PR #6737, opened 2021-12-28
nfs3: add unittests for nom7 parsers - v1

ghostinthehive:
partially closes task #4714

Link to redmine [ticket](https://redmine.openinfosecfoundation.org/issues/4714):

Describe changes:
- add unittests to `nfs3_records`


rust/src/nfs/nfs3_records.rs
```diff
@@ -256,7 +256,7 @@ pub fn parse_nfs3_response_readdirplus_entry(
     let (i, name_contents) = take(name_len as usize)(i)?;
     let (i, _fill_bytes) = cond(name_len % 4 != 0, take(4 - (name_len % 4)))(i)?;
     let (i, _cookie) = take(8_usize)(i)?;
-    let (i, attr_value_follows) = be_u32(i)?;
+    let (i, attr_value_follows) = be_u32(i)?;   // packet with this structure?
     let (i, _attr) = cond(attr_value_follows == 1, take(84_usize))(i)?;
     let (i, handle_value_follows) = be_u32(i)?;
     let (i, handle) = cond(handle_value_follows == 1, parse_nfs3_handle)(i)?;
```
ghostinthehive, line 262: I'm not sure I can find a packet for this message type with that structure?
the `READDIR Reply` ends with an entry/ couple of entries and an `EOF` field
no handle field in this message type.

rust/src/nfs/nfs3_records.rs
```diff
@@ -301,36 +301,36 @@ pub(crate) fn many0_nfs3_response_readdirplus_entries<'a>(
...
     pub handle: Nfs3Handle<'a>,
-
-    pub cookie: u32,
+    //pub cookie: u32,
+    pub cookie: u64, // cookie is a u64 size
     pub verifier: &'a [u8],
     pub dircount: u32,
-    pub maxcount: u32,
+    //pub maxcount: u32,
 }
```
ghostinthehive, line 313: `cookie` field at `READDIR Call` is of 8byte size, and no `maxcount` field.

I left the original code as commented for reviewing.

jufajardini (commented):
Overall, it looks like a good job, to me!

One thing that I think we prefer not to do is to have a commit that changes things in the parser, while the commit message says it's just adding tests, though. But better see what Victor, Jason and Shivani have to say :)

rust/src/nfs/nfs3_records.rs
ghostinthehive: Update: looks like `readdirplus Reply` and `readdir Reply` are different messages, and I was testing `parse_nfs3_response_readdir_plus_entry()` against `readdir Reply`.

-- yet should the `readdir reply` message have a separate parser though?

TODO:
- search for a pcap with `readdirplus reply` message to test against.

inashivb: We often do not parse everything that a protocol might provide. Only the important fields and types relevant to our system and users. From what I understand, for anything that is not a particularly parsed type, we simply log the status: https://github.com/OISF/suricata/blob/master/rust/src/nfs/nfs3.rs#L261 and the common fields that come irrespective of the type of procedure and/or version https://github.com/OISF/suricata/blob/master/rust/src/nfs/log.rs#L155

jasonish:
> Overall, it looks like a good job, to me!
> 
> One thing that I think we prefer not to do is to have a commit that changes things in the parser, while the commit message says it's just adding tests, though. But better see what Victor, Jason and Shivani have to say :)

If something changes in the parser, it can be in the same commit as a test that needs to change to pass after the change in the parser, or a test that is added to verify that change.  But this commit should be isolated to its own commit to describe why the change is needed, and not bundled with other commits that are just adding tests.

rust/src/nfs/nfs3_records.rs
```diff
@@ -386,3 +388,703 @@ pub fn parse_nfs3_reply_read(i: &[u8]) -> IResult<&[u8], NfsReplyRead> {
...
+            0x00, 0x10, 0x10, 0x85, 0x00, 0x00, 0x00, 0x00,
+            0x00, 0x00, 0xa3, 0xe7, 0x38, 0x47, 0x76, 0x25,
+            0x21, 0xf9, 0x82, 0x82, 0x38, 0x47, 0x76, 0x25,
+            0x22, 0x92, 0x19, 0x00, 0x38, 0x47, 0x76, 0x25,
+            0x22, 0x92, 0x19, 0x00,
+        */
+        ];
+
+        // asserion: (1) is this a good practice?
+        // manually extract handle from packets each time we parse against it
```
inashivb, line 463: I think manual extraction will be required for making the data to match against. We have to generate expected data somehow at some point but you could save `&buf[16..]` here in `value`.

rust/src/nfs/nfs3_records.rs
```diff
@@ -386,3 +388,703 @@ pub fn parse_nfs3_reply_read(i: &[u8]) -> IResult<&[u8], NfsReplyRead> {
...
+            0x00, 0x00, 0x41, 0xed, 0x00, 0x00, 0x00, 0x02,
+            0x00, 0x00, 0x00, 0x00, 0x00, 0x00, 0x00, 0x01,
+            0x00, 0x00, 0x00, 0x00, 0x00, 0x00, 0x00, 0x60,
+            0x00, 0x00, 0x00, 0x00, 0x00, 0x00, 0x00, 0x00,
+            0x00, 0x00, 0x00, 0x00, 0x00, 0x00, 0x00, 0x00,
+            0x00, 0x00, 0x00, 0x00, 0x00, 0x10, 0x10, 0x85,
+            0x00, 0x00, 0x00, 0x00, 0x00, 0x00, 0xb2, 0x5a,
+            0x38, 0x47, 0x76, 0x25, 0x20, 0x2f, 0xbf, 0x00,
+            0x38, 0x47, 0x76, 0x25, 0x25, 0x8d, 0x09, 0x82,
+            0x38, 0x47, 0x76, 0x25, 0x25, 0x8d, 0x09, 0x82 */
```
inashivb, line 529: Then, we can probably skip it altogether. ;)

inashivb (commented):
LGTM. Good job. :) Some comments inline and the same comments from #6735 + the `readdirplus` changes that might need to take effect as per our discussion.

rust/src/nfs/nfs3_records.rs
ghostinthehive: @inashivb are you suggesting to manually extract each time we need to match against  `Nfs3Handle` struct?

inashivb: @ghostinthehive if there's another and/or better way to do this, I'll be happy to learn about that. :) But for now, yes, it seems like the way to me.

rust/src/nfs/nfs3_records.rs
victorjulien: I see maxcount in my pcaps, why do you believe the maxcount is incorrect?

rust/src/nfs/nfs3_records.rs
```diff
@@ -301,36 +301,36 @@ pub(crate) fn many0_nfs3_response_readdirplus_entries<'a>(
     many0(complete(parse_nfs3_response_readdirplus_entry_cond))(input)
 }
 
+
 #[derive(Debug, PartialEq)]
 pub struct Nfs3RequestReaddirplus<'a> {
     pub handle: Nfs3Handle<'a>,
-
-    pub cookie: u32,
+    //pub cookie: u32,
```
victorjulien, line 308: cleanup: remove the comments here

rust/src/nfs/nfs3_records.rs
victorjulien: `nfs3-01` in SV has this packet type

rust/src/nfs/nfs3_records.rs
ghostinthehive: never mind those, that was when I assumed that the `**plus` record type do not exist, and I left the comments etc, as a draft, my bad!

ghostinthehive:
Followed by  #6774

_Directions for this task:_ Work out how many lines of the listing above include "should". Answer with the number and nothing more.

_Response:_ 2